### Task directions
Every line below that holds "haven" must be copied.

┌────────

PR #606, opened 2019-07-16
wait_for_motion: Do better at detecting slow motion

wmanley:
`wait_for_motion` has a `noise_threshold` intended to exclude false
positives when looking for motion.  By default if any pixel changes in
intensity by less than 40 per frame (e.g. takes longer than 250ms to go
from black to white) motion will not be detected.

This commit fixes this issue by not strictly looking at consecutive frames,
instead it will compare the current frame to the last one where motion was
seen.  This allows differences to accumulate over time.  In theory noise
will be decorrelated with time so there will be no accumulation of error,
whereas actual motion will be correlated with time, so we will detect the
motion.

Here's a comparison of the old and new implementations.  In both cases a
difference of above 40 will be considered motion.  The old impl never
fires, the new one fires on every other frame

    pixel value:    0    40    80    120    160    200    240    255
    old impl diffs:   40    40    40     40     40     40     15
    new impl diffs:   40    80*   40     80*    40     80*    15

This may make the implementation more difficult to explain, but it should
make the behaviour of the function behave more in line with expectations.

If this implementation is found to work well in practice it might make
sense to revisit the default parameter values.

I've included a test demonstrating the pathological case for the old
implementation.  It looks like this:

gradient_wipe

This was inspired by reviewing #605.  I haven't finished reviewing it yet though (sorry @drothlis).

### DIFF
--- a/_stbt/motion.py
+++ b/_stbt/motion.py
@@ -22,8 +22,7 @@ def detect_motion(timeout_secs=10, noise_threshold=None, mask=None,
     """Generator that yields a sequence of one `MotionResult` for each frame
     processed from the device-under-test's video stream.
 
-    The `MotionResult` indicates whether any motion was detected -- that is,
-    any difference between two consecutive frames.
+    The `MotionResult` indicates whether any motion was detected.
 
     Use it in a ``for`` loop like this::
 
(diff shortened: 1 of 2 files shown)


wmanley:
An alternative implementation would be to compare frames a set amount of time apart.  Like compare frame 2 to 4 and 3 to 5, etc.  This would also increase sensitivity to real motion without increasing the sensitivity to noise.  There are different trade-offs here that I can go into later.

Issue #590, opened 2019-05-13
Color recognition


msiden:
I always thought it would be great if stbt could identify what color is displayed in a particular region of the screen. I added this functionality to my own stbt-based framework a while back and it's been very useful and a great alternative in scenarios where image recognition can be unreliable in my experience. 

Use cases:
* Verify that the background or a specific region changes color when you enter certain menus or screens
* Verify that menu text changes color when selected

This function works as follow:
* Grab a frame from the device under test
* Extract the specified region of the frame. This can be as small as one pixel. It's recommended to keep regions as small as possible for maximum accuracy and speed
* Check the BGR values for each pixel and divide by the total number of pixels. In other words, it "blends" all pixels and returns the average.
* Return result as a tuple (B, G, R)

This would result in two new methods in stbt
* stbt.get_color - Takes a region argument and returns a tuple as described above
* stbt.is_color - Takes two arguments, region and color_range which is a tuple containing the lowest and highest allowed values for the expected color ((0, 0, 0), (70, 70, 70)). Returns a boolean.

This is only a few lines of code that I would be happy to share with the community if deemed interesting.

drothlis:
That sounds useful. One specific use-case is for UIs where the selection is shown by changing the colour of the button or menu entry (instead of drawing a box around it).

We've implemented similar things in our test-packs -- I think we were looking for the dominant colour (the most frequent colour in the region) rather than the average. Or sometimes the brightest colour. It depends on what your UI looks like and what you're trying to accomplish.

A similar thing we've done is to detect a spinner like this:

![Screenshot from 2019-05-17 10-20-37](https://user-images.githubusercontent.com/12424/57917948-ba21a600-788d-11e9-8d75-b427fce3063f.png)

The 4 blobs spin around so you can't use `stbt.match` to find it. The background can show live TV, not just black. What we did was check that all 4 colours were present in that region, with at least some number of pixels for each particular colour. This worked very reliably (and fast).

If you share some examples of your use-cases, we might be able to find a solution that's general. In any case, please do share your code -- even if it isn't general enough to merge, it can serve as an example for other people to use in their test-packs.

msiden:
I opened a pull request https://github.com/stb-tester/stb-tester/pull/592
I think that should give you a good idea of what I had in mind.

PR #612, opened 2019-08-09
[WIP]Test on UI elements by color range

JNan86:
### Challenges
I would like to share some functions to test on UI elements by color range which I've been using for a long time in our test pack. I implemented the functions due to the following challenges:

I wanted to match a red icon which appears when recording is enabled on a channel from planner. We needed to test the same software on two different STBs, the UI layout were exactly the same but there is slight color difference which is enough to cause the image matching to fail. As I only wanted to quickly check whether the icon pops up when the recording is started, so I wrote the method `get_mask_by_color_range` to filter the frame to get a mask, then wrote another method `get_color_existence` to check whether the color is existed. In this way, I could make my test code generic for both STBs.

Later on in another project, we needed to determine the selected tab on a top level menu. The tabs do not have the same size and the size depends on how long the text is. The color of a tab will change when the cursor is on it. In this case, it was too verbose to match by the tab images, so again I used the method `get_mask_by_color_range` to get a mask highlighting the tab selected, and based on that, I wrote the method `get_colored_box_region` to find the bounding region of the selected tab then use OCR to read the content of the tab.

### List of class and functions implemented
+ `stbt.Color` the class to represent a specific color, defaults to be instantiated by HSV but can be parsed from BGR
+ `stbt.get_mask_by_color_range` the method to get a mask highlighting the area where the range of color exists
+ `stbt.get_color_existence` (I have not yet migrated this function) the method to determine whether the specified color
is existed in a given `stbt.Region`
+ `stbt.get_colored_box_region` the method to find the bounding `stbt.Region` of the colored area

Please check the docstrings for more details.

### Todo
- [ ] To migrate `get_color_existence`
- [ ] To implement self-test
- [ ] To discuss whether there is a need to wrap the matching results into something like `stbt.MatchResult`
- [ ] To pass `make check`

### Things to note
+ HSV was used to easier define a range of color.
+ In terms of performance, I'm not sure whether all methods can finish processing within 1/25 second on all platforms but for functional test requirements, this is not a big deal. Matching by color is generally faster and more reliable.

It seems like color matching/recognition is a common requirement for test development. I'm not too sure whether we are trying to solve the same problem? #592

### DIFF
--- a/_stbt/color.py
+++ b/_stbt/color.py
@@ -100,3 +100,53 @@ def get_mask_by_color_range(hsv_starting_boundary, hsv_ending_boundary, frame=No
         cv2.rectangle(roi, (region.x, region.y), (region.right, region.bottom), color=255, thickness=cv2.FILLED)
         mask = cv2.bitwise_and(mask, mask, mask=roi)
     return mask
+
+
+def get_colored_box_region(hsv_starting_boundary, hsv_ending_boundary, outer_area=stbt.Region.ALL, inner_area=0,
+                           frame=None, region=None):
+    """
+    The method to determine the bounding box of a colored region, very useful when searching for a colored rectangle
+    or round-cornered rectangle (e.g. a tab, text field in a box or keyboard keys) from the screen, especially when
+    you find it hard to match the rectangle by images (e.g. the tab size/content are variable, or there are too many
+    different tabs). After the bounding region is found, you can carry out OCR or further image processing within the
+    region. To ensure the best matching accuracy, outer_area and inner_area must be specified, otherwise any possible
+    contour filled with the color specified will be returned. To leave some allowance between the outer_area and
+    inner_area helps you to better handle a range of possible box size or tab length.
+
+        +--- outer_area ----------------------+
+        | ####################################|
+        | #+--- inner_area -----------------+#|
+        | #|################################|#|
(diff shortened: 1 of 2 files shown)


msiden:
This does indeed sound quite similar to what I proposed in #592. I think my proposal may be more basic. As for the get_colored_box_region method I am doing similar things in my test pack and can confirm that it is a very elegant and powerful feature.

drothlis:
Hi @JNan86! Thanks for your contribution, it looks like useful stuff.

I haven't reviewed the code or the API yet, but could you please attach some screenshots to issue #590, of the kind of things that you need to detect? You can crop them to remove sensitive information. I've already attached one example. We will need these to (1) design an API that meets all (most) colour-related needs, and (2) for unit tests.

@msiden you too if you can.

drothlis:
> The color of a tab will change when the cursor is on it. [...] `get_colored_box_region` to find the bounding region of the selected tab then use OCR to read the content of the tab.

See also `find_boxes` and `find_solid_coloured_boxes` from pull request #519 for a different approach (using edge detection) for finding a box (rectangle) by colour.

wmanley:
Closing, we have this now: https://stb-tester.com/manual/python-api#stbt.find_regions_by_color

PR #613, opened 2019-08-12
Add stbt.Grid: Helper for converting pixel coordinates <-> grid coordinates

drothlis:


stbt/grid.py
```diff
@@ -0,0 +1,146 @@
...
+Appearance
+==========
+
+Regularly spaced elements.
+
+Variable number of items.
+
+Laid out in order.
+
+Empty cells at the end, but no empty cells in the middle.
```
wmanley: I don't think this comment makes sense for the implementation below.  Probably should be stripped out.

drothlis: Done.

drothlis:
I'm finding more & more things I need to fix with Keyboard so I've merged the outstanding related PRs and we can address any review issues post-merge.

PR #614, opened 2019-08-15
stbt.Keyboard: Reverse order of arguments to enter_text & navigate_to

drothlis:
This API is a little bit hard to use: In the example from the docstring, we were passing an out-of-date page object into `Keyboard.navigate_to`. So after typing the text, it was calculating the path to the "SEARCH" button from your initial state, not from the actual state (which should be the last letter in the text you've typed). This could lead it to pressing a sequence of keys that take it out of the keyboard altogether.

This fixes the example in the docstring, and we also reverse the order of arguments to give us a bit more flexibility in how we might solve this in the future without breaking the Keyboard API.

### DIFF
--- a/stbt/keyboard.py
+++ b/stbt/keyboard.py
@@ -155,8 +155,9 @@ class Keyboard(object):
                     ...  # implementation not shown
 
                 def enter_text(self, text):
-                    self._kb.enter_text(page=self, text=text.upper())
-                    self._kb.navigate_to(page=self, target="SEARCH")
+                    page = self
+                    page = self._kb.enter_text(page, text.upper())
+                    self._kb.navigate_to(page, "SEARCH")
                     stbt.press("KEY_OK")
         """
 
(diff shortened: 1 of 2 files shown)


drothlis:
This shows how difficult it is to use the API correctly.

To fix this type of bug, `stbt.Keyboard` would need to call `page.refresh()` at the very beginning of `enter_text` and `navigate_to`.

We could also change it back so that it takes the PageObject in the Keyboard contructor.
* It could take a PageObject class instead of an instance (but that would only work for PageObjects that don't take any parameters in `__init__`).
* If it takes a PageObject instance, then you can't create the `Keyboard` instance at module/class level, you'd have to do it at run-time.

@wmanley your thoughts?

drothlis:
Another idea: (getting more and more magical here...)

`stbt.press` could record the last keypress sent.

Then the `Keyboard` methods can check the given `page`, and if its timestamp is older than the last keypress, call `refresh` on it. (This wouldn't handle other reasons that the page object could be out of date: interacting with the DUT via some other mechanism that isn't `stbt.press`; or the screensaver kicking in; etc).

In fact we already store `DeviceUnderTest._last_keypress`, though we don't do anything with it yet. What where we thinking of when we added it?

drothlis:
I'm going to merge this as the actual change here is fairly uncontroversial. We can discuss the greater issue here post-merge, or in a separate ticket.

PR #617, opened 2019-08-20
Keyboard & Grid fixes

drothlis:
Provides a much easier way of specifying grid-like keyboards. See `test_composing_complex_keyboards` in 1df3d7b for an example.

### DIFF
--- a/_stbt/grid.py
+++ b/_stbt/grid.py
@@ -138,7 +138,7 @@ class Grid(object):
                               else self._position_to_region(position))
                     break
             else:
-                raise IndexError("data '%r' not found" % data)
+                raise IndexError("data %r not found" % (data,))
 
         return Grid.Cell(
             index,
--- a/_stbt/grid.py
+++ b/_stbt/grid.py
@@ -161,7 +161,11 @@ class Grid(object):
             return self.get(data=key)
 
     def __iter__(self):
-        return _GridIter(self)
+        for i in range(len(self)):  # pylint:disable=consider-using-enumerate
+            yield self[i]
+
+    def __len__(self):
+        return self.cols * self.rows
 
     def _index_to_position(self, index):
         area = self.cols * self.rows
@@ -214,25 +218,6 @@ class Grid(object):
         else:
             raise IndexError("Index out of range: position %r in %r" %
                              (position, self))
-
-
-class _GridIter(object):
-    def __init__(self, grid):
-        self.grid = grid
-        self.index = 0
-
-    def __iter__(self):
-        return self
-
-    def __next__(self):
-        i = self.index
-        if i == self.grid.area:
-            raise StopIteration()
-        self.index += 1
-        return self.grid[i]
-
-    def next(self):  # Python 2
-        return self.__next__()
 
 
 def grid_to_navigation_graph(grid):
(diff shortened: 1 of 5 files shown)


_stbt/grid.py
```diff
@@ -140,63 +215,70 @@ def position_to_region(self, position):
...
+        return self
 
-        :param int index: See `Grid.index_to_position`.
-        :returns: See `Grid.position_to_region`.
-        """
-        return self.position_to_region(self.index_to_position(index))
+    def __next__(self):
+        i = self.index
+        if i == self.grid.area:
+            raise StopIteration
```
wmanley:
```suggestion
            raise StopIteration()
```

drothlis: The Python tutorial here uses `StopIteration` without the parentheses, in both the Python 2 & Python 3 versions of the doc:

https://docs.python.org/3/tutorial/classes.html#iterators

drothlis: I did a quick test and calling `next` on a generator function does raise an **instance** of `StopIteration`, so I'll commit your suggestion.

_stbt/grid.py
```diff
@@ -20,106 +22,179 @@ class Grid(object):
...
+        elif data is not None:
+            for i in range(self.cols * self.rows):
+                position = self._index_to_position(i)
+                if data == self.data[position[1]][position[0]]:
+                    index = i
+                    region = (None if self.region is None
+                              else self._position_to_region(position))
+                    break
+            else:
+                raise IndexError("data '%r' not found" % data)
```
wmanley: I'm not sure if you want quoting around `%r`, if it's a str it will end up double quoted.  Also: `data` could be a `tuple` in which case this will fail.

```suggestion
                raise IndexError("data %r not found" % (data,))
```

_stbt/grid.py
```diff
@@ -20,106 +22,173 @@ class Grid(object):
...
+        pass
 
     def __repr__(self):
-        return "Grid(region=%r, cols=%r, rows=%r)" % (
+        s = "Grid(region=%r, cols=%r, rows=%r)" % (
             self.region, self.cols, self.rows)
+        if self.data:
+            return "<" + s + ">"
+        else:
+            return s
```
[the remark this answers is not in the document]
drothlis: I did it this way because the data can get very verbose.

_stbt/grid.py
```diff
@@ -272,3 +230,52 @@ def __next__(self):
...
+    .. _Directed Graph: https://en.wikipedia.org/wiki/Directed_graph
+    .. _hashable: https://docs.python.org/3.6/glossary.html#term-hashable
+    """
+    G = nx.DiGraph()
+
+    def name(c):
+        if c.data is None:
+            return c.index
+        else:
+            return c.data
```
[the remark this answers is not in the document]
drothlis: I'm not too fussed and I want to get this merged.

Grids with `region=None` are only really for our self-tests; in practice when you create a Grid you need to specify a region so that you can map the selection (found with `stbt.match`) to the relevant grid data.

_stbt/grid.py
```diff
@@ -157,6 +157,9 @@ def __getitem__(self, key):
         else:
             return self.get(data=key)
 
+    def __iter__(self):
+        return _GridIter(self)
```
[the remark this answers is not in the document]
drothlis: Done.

└────────

### Exercise response
This was inspired by reviewing #605.  I haven't finished reviewing it yet though (sorry @drothlis).
I haven't reviewed the code or the API yet, but could you please attach some screenshots to issue #590, of the kind of things that you need to detect? You can crop them to remove sensitive information. I've already attached one example. We will need these to (1) design an API that meets all (most) colour-related needs, and (2) for unit tests.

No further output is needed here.